PR #1429, opened 2025-01-19
Support circular dependencies and export let with experimentalImportSupport

robhogan:
Summary:
Currently, `experimentalImportSupport` transforms named imports such that they're accessed immediately at the top level, eg:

◇ ◇ ◇

• _ABOUT THIS TASK_:
Top to bottom, the records above must be output exactly.

• _RESPONSE BELOW_:
PR #1429, opened 2025-01-19
Support circular dependencies and export let with experimentalImportSupport

robhogan:
Summary:
Currently, `experimentalImportSupport` transforms named imports such that they're accessed immediately at the top level, eg:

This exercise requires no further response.